Timber does it all the time and it doesn't matter what he is doing it on 
When we are out walking, I can tell the precise moment that he has decided to roll.
He gets this look in his eye like he's thinking "Man, that is the perfect spot to roll on!" and then down he goes!!!
I love it!!! I could stand and watch him do it forever, he gets so much enjoyment in it.


----------



## Griffyn'sMom (Mar 22, 2007)

HAHA! My son just asked the same question the other day - I told him because it makes him happy!
(personally I think he really enjoys coating the carpet with his hair.:doh: - I caught him trying it on the couch today - guess the floor was coated enough.)

The best one was my Jake - too old and frail to properly fetch a ball so he would walk after it and promptly plop himself down and roll on it.
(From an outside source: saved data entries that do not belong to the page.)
PR #660, opened 2024-06-07
feat: provide option to start with recording page

GitMensch:
This is a draft to showcase the working feature.

The main question is: Do we want a single option (as in this PR) that opens the recording page when no files are given (then we may want to output an error if the `QStringList files` is not empty); or do we want an option like "openPage" with a set of names that works in general (also for files opened, which then needs to be postponed after a possible load is done to switch from the summary page to the specified one).

... and of course I'm open to a better name than `record` or `openPage`.

after everything is clear the README will get updated as well to include the new option in the help output


milianw:
Imo, `--record` sounds too similar to `perf record`, meaning it would expect it to directly start recording whatever else is passed after it. But this would require (much) more work, with little gain - one can just copy'n'paste the record step into a script and only visualize the data afterwards after all. That said, I'm not opposed to someone working on that if there is a desire for such functionality.

For your use-case, I think we should rather approach it differently, i.e. like you say here:
>  an option like "openPage" with a set of names that works in general

PR #664, opened 2024-07-14
Use almalinux8 for the appimage generation

milianw:
Update our dependencies accordingly

### DIFF
--- a/scripts/appimage/Dockerfile
+++ b/scripts/appimage/Dockerfile
@@ -13,6 +13,7 @@ ARG QCustomPlot_VERSION=2.1.1
 ARG rust_demangler_VERSION=0.1.23
 ARG d_demangler_VERSION=0.0.2
 ARG KGraphViewer_VERSION=v2.4.3a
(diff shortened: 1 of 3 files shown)


GitMensch:
Would that mean that the resulting appimage would be unlikely to run on RHEL7  any more?
alma has elfutils 0.190 which is also nice - but I don't know if this would only be available on almalinux9.

In any case I definitely like the newer dependencies :-) and guess you'll fix the current issue for the appimage generation soon

> /github/workspace/scripts/appimage/build_appimage.sh: line 21: /opt/rh/gcc-toolset-13/enable

milianw:
RHEL7 is EOL: https://www.redhat.com/en/technologies/linux-platforms/enterprise-linux/rhel-7-end-of-maintenance

almalinux8 already has elfutils 0.190

milianw:
and: the build fails b/c I didn't yet push the new docker image. I'll see when I get the time, wanted to give @lievenhey some time to give this a look over (which he did already)

Issue #671, opened 2024-08-28
Disassembly: per-instruction cost is not shown for inlined code


arvidfm:
**Describe the bug**
When disassembling functions containing inlined code, the disassembly view does not show per-line/instruction costs for code inlined from other functions.

**To Reproduce**

Compile this program with `gcc -g -O2 -o fib main.c `:
```c
#include <stdio.h>

unsigned long fib(unsigned long n) {
  unsigned long a = 0, b = 1;
  for (unsigned long i = 0; i < n; i++) {
    unsigned long tmp = a;
    a = a + b;
    b = tmp;
  }
  return a;
}

int main() {
  printf("%d\n", fib(10000000000));
}
```

Then profile the binary using Hotspot and open the disassembly view for `main`.

**Expected behavior**
The disassembly view should show per-line/instruction costs even for inlined code.

**Screenshots**
The profile in `perf report`:
![image](https://github.com/user-attachments/assets/897be423-9238-49cd-9b66-b75dd041fa7d)

The same profile in Hotspot's disassembly view:

![image](https://github.com/user-attachments/assets/365477a3-16c5-4ec7-b39b-fd94eb05fe02)

If I compile with `-fno-inline` and disassemble `fib` instead, the costs show as expected:

![image](https://github.com/user-attachments/assets/8788f6db-7a4b-4c66-9251-f1cdeb22dd13)

**Version Info (please complete the following information):**

- Linux Kernel version: 6.9.10
- perf version: 6.9
- hotspot version: 1.5.1 (tested both AppImage and compiled from AUR)

**Additional context**
Originally found while profiling Go code, but it seems Go and C binaries behave the same here.

Issue #586, opened 2024-01-08
Attribute inline cost to caller


lievenhey:
From #568:

I try to explain what I've thought to understand and what I think should be the UI for that.

* "real" inline (the compiler is free to inline or not after all) means that the compiler includes the code for a function within another function
* the actual generation (and therefore the diassembly) _may_ be different in each place concerning the context (for example a compiler may recognize that specific parts can only be taken in specific cases and remove the other parts)
* `perf` should trace the execution of that as it is tracing non-inlined code

Running `objdump` shows the disassembly for the "outer" function, therefore the inlined code is part of the disassembly, possibly multiple times (=  we can "see" the specific generation for this specific place).
Code-wise we see a function call.

If we can deduce the place of that disassembly to be part of the "calling" place (where it is inlined) then we can directly attribute the costs there.

If we can't do it, then we still have the "original" place (source reference and/or function name) and on the other hand we have the costs in the function of "calling" it (this is something that can be seen in the caller/callee tab, also with this PR applied).
Ideally we'd then be able to attribute the "summed" costs for the disassembly to the calling place -but I do recognize that in this case we'd have to match that in the code, which is not possible to always get correct because of the preprocessor work (for example macros) - we shouldn't start that path.

This leaves the question: Is there a way to deduce the "calling" source reference for functions that are inlined? If we yes, then we should attribute the total costs to that place.

lievenhey:
Here is the rest of the conversation:
![grafik](https://github.com/KDAB/hotspot/assets/82457690/6f0433f0-44bb-418c-aba7-29b19c052c4f)

GitMensch:
Here's a bit more information in pictures:

the callee view shows (likely correct) costs of inline functions:
![grafik](https://github.com/KDAB/hotspot/assets/6699539/65c6ceba-e051-4c19-baa5-ad854ebed4cd)
as we found, there is no guaranteed single place for inlined functions, so "Disassemble" is not active

the location view shows the cost per location, like 
![grafik](https://github.com/KDAB/hotspot/assets/6699539/64200815-dd57-415d-98dc-3a328645da76)

We therefore can deduce from the caller/callee tab, that:
* most cost is in this inline function
* most cost is in line 418

[...]

PR #672, opened 2024-09-02
Fix cost attribution of inline frames in disassembly view

milianw:
Previously, we put the cost of an inline frame into a container indexed by the inline symbol. But during disassembly, we never get to query that data again, since we cannot disassemble an inline frame. Instead, we need to be able to query the cost for arbitrary binary offsets, independent of their originating symbol.

The patch here achieves this by lifting the OffsetLocationCostMap out of the CallerCalleeEntryMap into CallerCalleeResults, but mapped by the binary name. This way we can efficiently store and lookup the data of a given offset within a specific binary during disassembly, which allows us to show the cost for inlined code in the disassembly view.

Fixes: https://github.com/KDAB/hotspot/issues/671

### DIFF
--- a/src/models/data.h
+++ b/src/models/data.h
@@ -683,18 +683,6 @@ struct CallerCalleeEntry
         return *it;
     }
 
-    LocationCost& offset(quint64 addr, int numTypes)
-    {
-        auto it = offsetMap.find(addr);
-        if (it == offsetMap.end()) {
-            it = offsetMap.insert(addr, {numTypes});
-        } else if (it->inclusiveCost.size() < static_cast<size_t>(numTypes)) {
-            it->inclusiveCost.resize(numTypes);
-            it->selfCost.resize(numTypes);
-        }
-        return *it;
-    }
-
     ItemCost& callee(const Symbol& symbol, int numTypes)
     {
         auto it = callees.find(symbol);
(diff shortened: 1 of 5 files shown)


milianw:
@arvidfm @lievenhey  @GitMensch care to try out the appimage in here for inline cost attribution in the disassembly addr view? I think that should be fixed now

arvidfm:
@milianw Is [this](https://github.com/KDAB/hotspot/actions/runs/10662946666) the right artifact to test? I can't seem to find any artifacts for the latest commit (c3e1682), only the pre-force push one (8e20e25).

GitMensch:
@arvidfm you find the right artifact here: https://github.com/KDAB/hotspot/actions/runs/10662946666/artifacts/1881066271 (go to "build appimage, then to its summary, then click on "skipped by" until you get to actual binaries)

arvidfm:
Giving it a try on one of my projects, the inlined instructions seem to be getting annotated properly now, but the corresponding source lines on the left are still missing the costs, is that expected?
image

GitMensch:
> but the corresponding source lines on the left are still missing the costs

I _think_ this is what #586 is about.
Interesting in this area would be #523 as well - but that's an enhancement;-)

milianw:
ok cool, I'll merge this as-is for now and then look at the source file/line problem next when I find the time. the solution to that is probably going to look similar, but we need to make sure that we don't show confusing numbers when the same function is inlined into multiple ones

I called it his exercise ball.:


----------



## lgnutah (Feb 26, 2007)

Brooks only does it on walks, and picks the same spots to do it!


----------



## Jo Ellen (Feb 25, 2007)

Daisy does this on grass and fish  And sometimes with the fish, she's on gravel :


----------



## Karen2 (Jan 5, 2009)

Sierra's morning ritual...get me up, wait for me to get out of the bathroom. 
Follow me out to the living room, for hugs and kisses.
Then a stop, drop and roll and kick, kick, kick those feet, wiggle, wiggle, wiggle, then jump up a full shake of the body and tail.
"Ok, Karen, I ready, let's go for our walk"
She makes it look so fun and looks like it really feels good to stretch.
What a great routine.
Karen


----------



## oktay (Feb 14, 2009)

Puf has been doing this from when he was little. Sometimes he even sleeps that way. He also does it when he visits me in bed in the morning and I pet his chest.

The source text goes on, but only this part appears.